I get all of your plans but have some questions about the shelf. If the posts are 45" outside to outside they would be 38" inside to inside correct? So how does the 40 1/2" and 10" 2x4 framing for the shelf attach? And how does a 40"x14" piece of plywood fit between the posts and does it overlap the frame then? It doesn't look like there is plywood in the below pic, it looks like the target might just be sitting on the 2x4s? Maybe a closer pic of the shelf from a couple of angles would help.

Another couple questions. Does the target just sit on the shelf or is it screwed down? I'm assuming you rotate the target periodically to shoot into both sides but how hard is that to do? I read one post saying the target weighed 170lbs and that seems like it would be pretty heavy to pick up and rotate. Maybe you just need a couple of guys.

Pretty excited to build a couple of these! Thanks for the help!


----------



## thirdhandman

Something here doesn't add up.s. I'm in Madison Wisconsin right now. I'll be back next week. And take measurements for you. I did this on my cell phone. I think the 40 1/2" is wrong. That would make the other numbers off. Give me till next week and I will measure.


----------



## IA Monsterbuck

Okay no problem. I appreciate you taking the time to help me. Can you answer my other questions?

Does the target the you makie in the first couple posts just sit on the shelf? How hard is it to turn it?
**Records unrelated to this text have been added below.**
Issue #817, opened 2026-07-31
Support InfluxDB 3.11 in Helm Chart


dburton-influxdata:
# Support InfluxDB 3.11 in Helm Chart

## Overview

Update the `influxdb3-enterprise` Helm chart to support InfluxDB 3.11, which introduces breaking changes in environment variables, configuration flags, and default behavior. This is the largest configuration-surface change since InfluxDB 3.0.

**Chart Version:** 0.8.0 → 0.9.0  
**App Version:** 3.9.3 → 3.11.0  
**Release Notes:** [InfluxDB 3.11 Internal Release Notes](https://www.influxdata.com/blog/influxdb-3-11-release/)

---

### 🔴 **Critical - Must Fix for 3.11 Compatibility**

1. **34 Environment Variables Renamed**
   - All `INFLUXDB3_ENTERPRISE_*` → `INFLUXDB3_*`
   - `INFLUXDB3_START_WITHOUT_AUTH` → `INFLUXDB3_WITHOUT_AUTH`
   - `INFLUXDB3_DB_DIR` → `INFLUXDB3_DATA_DIR`
   - `INFLUXDB3_TELEMETRY_DISABLE_UPLOAD` → `INFLUXDB3_DISABLE_TELEMETRY_UPLOAD`
   - Old names work with deprecation warnings, but should be updated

How much does it weigh?


----------



## ThunderEagle

IA Monsterbuck said:


> Does the target the you makie in the first couple posts just sit on the shelf? How hard is it to turn it? How much does it weigh?


I have mine just sitting on a table (for lack of a better word) that sits in the yard. Nothing buried at all.
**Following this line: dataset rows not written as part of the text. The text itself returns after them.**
Issue #804, opened 2026-06-24
Improve memory configuration documentation and validation for InfluxDB3 Enterprise


dburton-influxdata:
---
title: "Improve memory configuration documentation and validation for InfluxDB3 Enterprise"
labels:
  - documentation
  - enhancement
  - influxdb3-enterprise
---

## Summary

Add comprehensive memory configuration documentation and validation to prevent common OOM (Out of Memory) kills in InfluxDB 3 Enterprise deployments, particularly affecting the compactor component.

## Problem

Customer deployments are experiencing OOM kills due to memory overcommitment from misconfigured cache settings. Current issues:

1. **No memory configuration guidance** in HELM chart documentation
2. **No validation** of memory settings during chart installation
3. **Percentage-based cache configuration is ambiguous** (`INFLUXDB3_PT_FILE_CACHE_MAX_BYTES: 50%`)
4. **Conflicting defaults** that lead to cache allocation > container limit
5. **No warnings** when force snapshot threshold is misconfigured

### Real-World Example (VAST Customer)

Customer configured:
```yaml
resources:
  limits:
    memory: 95Gi

env:
  - name: INFLUXDB3_PT_FILE_CACHE_MAX_BYTES
    value: 50%                              # 47.5GB
  - name: INFLUXDB3_OBJECT_STORE_CACHE_MAX_SIZE_BYTES
    value: "34359738368"                    # 32GB
  - name: INFLUXDB3_PT_COMPACTOR_INPUT_SIZE_BUDGET
    value: 12GB
```

**Result:**
- Total cache allocation: 91.5GB (96% of limit)
- Available for operations: 3.5GB (4% of limit)
- **Compactor OOMKilled after 38 minutes**

**Root cause:** Caches alone consumed 96% of available memory, leaving insufficient space for compaction operations.

### 1. Add Memory Sizing Documentation

Create comprehensive memory sizing guide covering:
- Memory budget calculation
- Component-by-component sizing guidelines
- Pre-configured profiles (small/standard/large/high-performance)
- Troubleshooting guide
- Validation checklist

**Documentation structure:**
```
docs/
  memory-sizing-guide.md          # Comprehensive guide with calculator
  memory-troubleshooting.md       # OOM troubleshooting
  examples/
    memory-config-64gb.yaml       # Small deployment
    memory-config-95gb.yaml       # Standard deployment
    memory-config-150gb.yaml      # Large deployment
    memory-config-200gb.yaml      # High-performance deployment
```

[...]

PR #833, opened 2026-09-08
feat(influxdb3-ent): reject memory sizes the server will not parse

tomklapka:
InfluxDB takes `b`, `kb`, `mb`, `gb` and `tb`, all 1024-based, or a whole percentage. Bare numbers have been rejected since 3.11, where they used to mean megabytes, and Kubernetes suffixes such as `Gi` are not in the server's unit table at all. Both reached the container and crash-looped it; they now fail the render with the reason. The deprecated aliases keep their old lenient parsing, so a values file carried over from 3.10 still installs.

This covers the "fail fast if bare numbers detected in memory flags" item from #817 Phase 1.

## What this deliberately does not do

#804 asks for a memory budget check, and I built one before finding that the server already has this and scopes it much more narrowly. In `pacha_tree.rs` it sums reservations only for query-only nodes, with the comment that ingest and compaction "share buffers in ways that aren't summable as cleanly". It counts `exec-mem-pool-size`, `file-cache-size` and `replica-max-buffer-size` - not the snapshot threshold - and `replica-max-buffer-size` defaults to half the limit, capped at 16 GiB. And it warns rather than refusing to start.

A chart-side sum with a different formula would have refused valid releases on ingesters and compactors while giving a false all-clear on the queriers the server actually checks, and as a hard `fail` it would have blocked `helm upgrade` for anyone deliberately overcommitting today. The README now documents what the server does, including the warning to grep for, which seemed more useful to the customers in #804 than an invented model.

Happy to revisit if you would rather have the check with the server's exact formula and scope.

Verified on kind v1.31.14 with 3.11.2 and a commercial licence: pods reach 1/1 and the server parses and logs the values the chart accepted. 19 boundary cases cover the accepted and rejected forms, the aliases, unset, null and `0`.

Stacks behind #832, which takes 0.12.0; this is 0.13.0.

Refs #804, #817.

### DIFF
--- a/charts/influxdb3-enterprise/templates/_helpers.tpl
+++ b/charts/influxdb3-enterprise/templates/_helpers.tpl
@@ -759,3 +759,92 @@ Permission tokens volumes
         path: permission-tokens.json
 {{- end }}
 {{- end }}
+
+{{/*
+Convert a size value to bytes.
+
+Accepts InfluxDB size units (b, kb, mb, gb, tb - binary multiples), Kubernetes
+quantities (Ki, Mi, Gi, Ti and K, M, G, T), a bare number read as bytes, or a
+percentage of "ref".
+
+Input: dict with "value" and "ref"; "ref" is in bytes and only percentages need it.
+Returns bytes, or an empty string when the value cannot be parsed.
+*/}}
+{{- define "influxdb3-enterprise.toBytes" -}}
+{{- $v := .value | toString | trim | lower -}}
+{{- $ref := .ref | default 0 | float64 -}}
+{{- if eq $v "" -}}
+{{- else if hasSuffix "%" $v -}}
+{{- $pct := trimSuffix "%" $v -}}
+{{- if and (regexMatch "^[0-9]+(\\.[0-9]+)?$" $pct) (gt $ref 0.0) -}}
+{{- divf (mulf (float64 $pct) $ref) 100.0 | int64 -}}
+{{- end -}}
+{{- else -}}
+{{- $num := regexFind "^[0-9]+(\\.[0-9]+)?" $v -}}
+{{- $unit := regexFind "[a-z]*$" $v -}}
+{{- $mult := dict "" 1 "b" 1 "kb" 1024 "mb" 1048576 "gb" 1073741824 "tb" 1099511627776 "ki" 1024 "mi" 1048576 "gi" 1073741824 "ti" 1099511627776 "k" 1000 "m" 1000000 "g" 1000000000 "t" 1000000000000 -}}
+{{- if and $num (hasKey $mult $unit) -}}
+{{- mulf (float64 $num) (float64 (get $mult $unit)) | int64 -}}
+{{- end -}}
+{{- end -}}
+{{- end }}
+
+{{/*
+Human-readable byte count, for error messages.
+*/}}
+{{- define "influxdb3-enterprise.humanBytes" -}}
+{{- $b := . | float64 -}}
+{{- if ge $b 1073741824.0 -}}
+{{- printf "%.1fGB" (divf $b 1073741824.0) -}}
+{{- else if ge $b 1048576.0 -}}
+{{- printf "%.1fMB" (divf $b 1048576.0) -}}
+{{- else -}}
+{{- printf "%dB" ($b | int64) -}}
+{{- end -}}
+{{- end }}
+
+{{/*
+Reject a memory size the server will not take.
+
+InfluxDB accepts b, kb, mb, gb and tb - all binary, 1024-based - or a whole
+percentage, with optional whitespace before the suffix. Bare numbers were
+rejected in 3.11 because they used to mean megabytes, and Kubernetes suffixes
+such as Gi are not in the server's table at all, so both reach the container and
+crash-loop it. The deprecated aliases keep the old lenient parsing and are not
+checked.
+
+Whether the configured sizes add up to more than the container can hold is the
+server's call, not the chart's: it sums them only for query-only nodes, using
+its own set of reservations, and warns rather than refusing to start. See the
+Memory Budget section of the README.
+*/}}
+{{- define "influxdb3-enterprise.validateMemorySize" -}}
+{{- $key := .key -}}
+{{- $raw := .value | toString | trim | lower -}}
+{{- if ne $raw "" -}}
+{{- if hasSuffix "%" $raw -}}
+{{- $pct := trimSuffix "%" $raw | trim -}}
+{{- if not (regexMatch "^[0-9]+$" $pct) -}}
+{{- fail (printf "%s must be a whole percentage such as \"20%%\", got %q." $key .value) -}}
+{{- end -}}
+{{- if gt ($pct | int64) 100 -}}
+{{- fail (printf "%s must be between 0 and 100 percent, got %q." $key .value) -}}
+{{- end -}}
+{{- else if not (regexMatch "^[0-9]+ ?(kb|mb|gb|tb|b)$" $raw) -}}
+{{- fail (printf "%s must carry a unit suffix the server accepts (b, kb, mb, gb, tb - all 1024-based) or be a percentage, got %q. Bare numbers and Kubernetes suffixes such as Gi are rejected by InfluxDB and the pod will not start." $key .value) -}}
+{{- end -}}
+{{- end -}}
+{{- end }}
+
+{{/*
+Check every memory size a release sets, whatever its limits look like.
+*/}}
+{{- define "influxdb3-enterprise.validateMemorySizes" -}}
+{{- $caching := .Values.caching | default dict -}}
+{{- include "influxdb3-enterprise.validateMemorySize" (dict "key" "caching.fileCacheSize" "value" (get $caching "fileCacheSize" | default "")) -}}
+{{- range $name := list "ingester" "querier" "compactor" "processingEngine" -}}
+{{- $memory := get (get $.Values $name | default dict) "memory" | default dict -}}
+{{- include "influxdb3-enterprise.validateMemorySize" (dict "key" (printf "%s.memory.execMemPoolSize" $name) "value" (get $memory "execMemPoolSize" | default "")) -}}
+{{- include "influxdb3-enterprise.validateMemorySize" (dict "key" (printf "%s.memory.forceSnapshotMemSize" $name) "value" (get $memory "forceSnapshotMemSize" | default "")) -}}
+{{- end -}}
+{{- end }}
--- a/charts/influxdb3-enterprise/templates/_helpers.tpl
+++ b/charts/influxdb3-enterprise/templates/_helpers.tpl
@@ -780,42 +780,75 @@ Memory Budget section of the README.
 {{- define "influxdb3-enterprise.validateMemorySize" -}}
 {{- $key := .key -}}
 {{- $raw := .value | toString | trim | lower -}}
-{{/* Report the value as the user wrote it, and as a string: %q on a YAML number renders as %!q(float64=...). */}}
+{{/* Quote the value as the user wrote it. toString on a values-file number goes through %v,
+     which switches to exponent form above six digits, so integral floats are printed whole. */}}
 {{- $shown := .value | toString -}}
-{{- $allowPercent := ne (.allowPercent | toString) "false" -}}
-{{- if ne $raw "" -}}
+{{- if and (kindIs "float64" .value) (eq (floor .value) .value) -}}
+{{- $shown = printf "%.0f" .value -}}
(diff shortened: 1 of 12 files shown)


charts/influxdb3-enterprise/templates/_helpers.tpl
```diff
@@ -759,3 +759,92 @@ Permission tokens volumes
...
+*/}}
+{{- define "influxdb3-enterprise.validateMemorySizes" -}}
+{{- $caching := .Values.caching | default dict -}}
+{{- include "influxdb3-enterprise.validateMemorySize" (dict "key" "caching.fileCacheSize" "value" (get $caching "fileCacheSize" | default "")) -}}
+{{- range $name := list "ingester" "querier" "compactor" "processingEngine" -}}
+{{- $memory := get (get $.Values $name | default dict) "memory" | default dict -}}
+{{- include "influxdb3-enterprise.validateMemorySize" (dict "key" (printf "%s.memory.execMemPoolSize" $name) "value" (get $memory "execMemPoolSize" | default "")) -}}
+{{- include "influxdb3-enterprise.validateMemorySize" (dict "key" (printf "%s.memory.forceSnapshotMemSize" $name) "value" (get $memory "forceSnapshotMemSize" | default "")) -}}
+{{- end -}}
+{{- end }}
```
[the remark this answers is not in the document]
tomklapka: Right, and wider than one key. The chart renders eight options the server parses as MemorySize and the check reached three of them, so replicaMaxBufferSize, walBufferSize, snapshotSize, mergeThresholdSize and compactorInputSizeBudget are covered now. adb219e

charts/influxdb3-enterprise/templates/_helpers.tpl
```diff
@@ -759,3 +759,92 @@ Permission tokens volumes
         path: permission-tokens.json
 {{- end }}
 {{- end }}
+
+{{/*
+Convert a size value to bytes.
+
+Accepts InfluxDB size units (b, kb, mb, gb, tb - binary multiples), Kubernetes
+quantities (Ki, Mi, Gi, Ti and K, M, G, T), a bare number read as bytes, or a
```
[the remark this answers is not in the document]
tomklapka: Both removed. They were the parser for the budget check that this PR dropped and nothing else used them. adb219e

charts/influxdb3-enterprise/values.yaml
```diff
@@ -249,7 +249,9 @@ ingester:
     # - name: INFLUXDB3_UNSET_VARS
     #   value: "INFLUXDB3_PLUGIN_DIR"
 
-  # Memory tuning
+  # Memory tuning. Sizes take b, kb, mb, gb or tb - all 1024-based - or a whole
+  # percentage of the memory limit. Bare numbers and Kubernetes suffixes such as
+  # Gi are rejected by the server, so the chart fails the render on them.
   # memory:
   #   execMemPoolSize: "20%"              # Deprecated alias: execMemPoolBytes
   #   forceSnapshotMemSize: "50%"         # Deprecated alias: forceSnapshotMemThreshold
```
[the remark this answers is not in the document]
tomklapka: Reworded. The comment now says the listed keys reject bare numbers and that their deprecated aliases keep the older, more permissive parsing, rather than implying it applies everywhere. adb219e

charts/influxdb3-enterprise/templates/_helpers.tpl
```diff
@@ -759,3 +759,55 @@ Permission tokens volumes
...
+{{- define "influxdb3-enterprise.validateMemorySizes" -}}
+{{- $caching := .Values.caching | default dict -}}
+{{- include "influxdb3-enterprise.validateMemorySize" (dict "key" "caching.fileCacheSize" "value" (get $caching "fileCacheSize" | default "")) -}}
+{{- range $name := list "ingester" "querier" "compactor" "processingEngine" -}}
+{{- $memory := get (get $.Values $name | default dict) "memory" | default dict -}}
+{{- include "influxdb3-enterprise.validateMemorySize" (dict "key" (printf "%s.memory.execMemPoolSize" $name) "value" (get $memory "execMemPoolSize" | default "")) -}}
+{{- include "influxdb3-enterprise.validateMemorySize" (dict "key" (printf "%s.memory.forceSnapshotMemSize" $name) "value" (get $memory "forceSnapshotMemSize" | default "")) -}}
+{{- end -}}
+{{- $pacha := get (get .Values "engine" | default dict) "pachaTree" | default dict -}}
+{{- range $k := list "replicaMaxBufferSize" "walBufferSize" "snapshotSize" "mergeThresholdSize" "compactorInputSizeBudget" -}}
```
bednar: [P1] `validateMemorySizes` still misses size options that this chart renders. `pachaTreeEnv` emits `gen0MaxFileSize` and the L1-L4 `*TailTargetSize`/`*TargetFileSize` values, but none of them are included in this validation list. In InfluxDB 3.11 these size options require an explicit unit, so for example `engine.pachaTree.l1TargetFileSize: 4096` passes Helm rendering and then makes the pod fail during startup. Please add these fields (or validate the complete set of rendered size options).

charts/influxdb3-enterprise/templates/_helpers.tpl
```diff
@@ -759,3 +759,55 @@ Permission tokens volumes
...
+{{- if ne $raw "" -}}
+{{- if hasSuffix "%" $raw -}}
+{{- $pct := trimSuffix "%" $raw | trim -}}
+{{- if not (regexMatch "^[0-9]+$" $pct) -}}
+{{- fail (printf "%s must be a whole percentage such as \"20%%\", got %q." $key .value) -}}
+{{- end -}}
+{{- if gt ($pct | int64) 100 -}}
+{{- fail (printf "%s must be between 0 and 100 percent, got %q." $key .value) -}}
+{{- end -}}
+{{- else if not (regexMatch "^[0-9]+ ?(kb|mb|gb|tb|b)$" $raw) -}}
```
bednar: [P2] The server parser allows arbitrary whitespace before the suffix (for example `5  mb`), but this regex accepts at most one literal space. That makes the chart reject values that InfluxDB 3.11 accepts, despite the helper documentation saying whitespace is allowed. Please use a whitespace expression that matches the server parser, such as zero or more whitespace characters.

bednar (changes requested):
Request changes: please address the two inline findings above. The current validation misses several rendered size options, and the regex rejects whitespace forms accepted by InfluxDB 3.11.

charts/influxdb3-enterprise/templates/_helpers.tpl
tomklapka: All 13 MemorySize options are covered now, not just the 5. gen0MaxFileSize is ByteSize, so it takes a unit but no percentage and has its own check. 70ed1bb

Writing the tests turned up a second hole: `get ... | default ""` skipped 0 and false, so l1TargetFileSize: 0 still reached the pod. 55fd89f

charts/influxdb3-enterprise/templates/_helpers.tpl
tomklapka: Fixed, and it is looser than one space. parse_unit_suffix strips the suffix and calls num_str.trim(), so the server takes any run of whitespace and a tab too. The regex is \s* now, and a leading + is accepted since usize::from_str takes one. 70ed1bb

charts/influxdb3-enterprise/templates/_helpers.tpl
```diff
@@ -759,3 +759,96 @@ Permission tokens volumes
...
+{{- end -}}
+{{- if hasSuffix "%" $raw -}}
+{{- if not $allowPercent -}}
+{{- fail (printf "%s is an absolute file size and does not take a percentage, got %q. Use %s." $key $shown $units) -}}
+{{- end -}}
+{{- $pct := trimSuffix "%" $raw | trim | trimPrefix "+" -}}
+{{- if not (regexMatch "^[0-9]+$" $pct) -}}
+{{- fail (printf "%s must be a whole percentage such as \"20%%\", got %q." $key $shown) -}}
+{{- end -}}
+{{- if gt ($pct | int64) 100 -}}
```
bednar: [P1] Guard the percentage range check against integer overflow

Converting an arbitrary digit string with `int64` makes values above Int64 max wrap to 0 (for example, `999999999999999999999999999999999999999999%` currently renders successfully). That bypasses the new 0–100 validation and sends an invalid percentage to InfluxDB, so the pod can still crash-loop. Please validate the decimal string without a lossy integer conversion (or reject values longer than three digits before parsing) and add a regression test.

charts/influxdb3-enterprise/templates/_helpers.tpl
```diff
@@ -759,3 +759,96 @@ Permission tokens volumes
...
+Check every memory size a release sets, whatever its limits look like.
+
+Only keys the release actually sets are checked, and a key cleared with null is
+left alone. Gating on truthiness instead would skip 0 and false, which are the
+values that reach the pod and stop it starting.
+*/}}
+{{- define "influxdb3-enterprise.validateMemorySizeKey" -}}
+{{- $src := .src -}}
+{{- $name := .name -}}
+{{- if and (hasKey $src $name) (not (kindIs "invalid" (get $src $name))) -}}
```
bednar, line 834: [P1] Do not render null PachaTree values

This helper skips an explicit YAML `null`, but `pachaTreeEnv` checks only `hasKey` and consequently emits a null value as `value:`. Thus `--set engine.pachaTree.l1TargetFileSize=null` passes Helm rendering and produces an empty environment variable instead of treating the key as unset. Please skip null values consistently in `pachaTreeEnv` (or otherwise normalize this before rendering) and add a regression test.

charts/influxdb3-enterprise/values.yaml
```diff
@@ -177,6 +177,10 @@ license:
 # - ingester.wal.flushInterval
 # - caching.fileCacheSize, parquetMemCacheQueryPathDuration,
 #   and disableParquetMemCache
+#
+# The *Size and *Budget keys below take b, kb, mb, gb or tb - all 1024-based -
```
bednar, line 181: [P2] Correct the fileCacheSize deprecation comment

This new documentation correctly treats the new `*Size` keys as preferred, but the caching example later in this file (around line 683) still says `fileCacheSize` is the deprecated alias. In 3.11 `fileCacheSize` is the preferred key and `parquetMemCacheSize` is the legacy alias; please update that comment so the values file does not tell users to migrate away from the supported key.

bednar (changes requested):
Please address the three inline findings below before merging. The CI-test execution finding was intentionally omitted per request.

charts/influxdb3-enterprise/templates/_helpers.tpl
tomklapka: Fixed. Sprig int64 turned out not to wrap: it returns 0 on overflow and reads a leading zero as octal, so 0120% also passed as 80. The percentage is now checked as text with leading zeros dropped and bounded before converting, with tests for both. 4849b71

charts/influxdb3-enterprise/templates/_helpers.tpl
tomklapka: Fixed, pachaTreeEnv skips a null, so a cleared key is unset. Test added. 4849b71

charts/influxdb3-enterprise/values.yaml
tomklapka: The comment named parquetMemCacheSize as the deprecated alias, same format as the execMemPoolSize lines, but it reads both ways. They all say "Replaces deprecated X" now. 4849b71

bednar (changes requested):
The new helm-unittest cases are not executed by CI. The workflow currently runs only ct lint and ct install, so the 22 added tests can regress without being detected. Please install/configure helm-unittest in the PR workflow and run the chart test suite there.

tomklapka:
The workflow change covers every chart, so it is in its own PR: #845. It runs the suites from this PR, #832 and #834 once they land.

bednar (dismissed):
Approved. Note: GitHub currently reports this PR as conflicting with master (DIRTY), so the merge conflict still needs to be resolved before it can be merged.

tomklapka:
Merged master to resolve the conflict with #832. Both sides were additive, so the merge keeps both validators, both README sections and both helper groups; the version stays 0.13.0. Nothing else changed since your approval, but the push dismissed it. 6626a8f

bednar (dismissed):

tomklapka:
Merged master to resolve the `version:` conflict after #847 released 0.12.1. Kept 0.13.0, which is still a valid increment; nothing else changed. Sorry for the dismissed approval - the push does that even for a merge commit.

bednar (approved):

http://www.archerytalk.com/vb/showthread.php?t=1791092&p=1064730122#post1064730122

The roof actually sets on top of the target, and has screws in the side of the table, I take it off when I need to refill/pack.


----------



## unklechuckles19

Tagged for later.


----------



## buckman2591

IA Monsterbuck said:


> Okay no problem. I appreciate you taking the time to help me. Can you answer my other questions?
> 
> Does the target the you makie in the first couple posts just sit on the shelf? How hard is it to turn it? How much does it weigh?


Depending on how much deeper than the recommended 12", they can go from 150lb dry to 200+


----------



## lc12

Still looking for some 4 ft. X 4 ft. target skins if you come across more material.
I looked at buying a roll of 6 oz. landscape weed barrier, but it is more than I need.


----------



## thirdhandman

IA Monsterbuck said:


> Okay no problem. I appreciate you taking the time to help me. Can you answer my other questions?
> 
> Does the target the you makie in the first couple posts just sit on the shelf? How hard is it to turn it? How much does it weigh?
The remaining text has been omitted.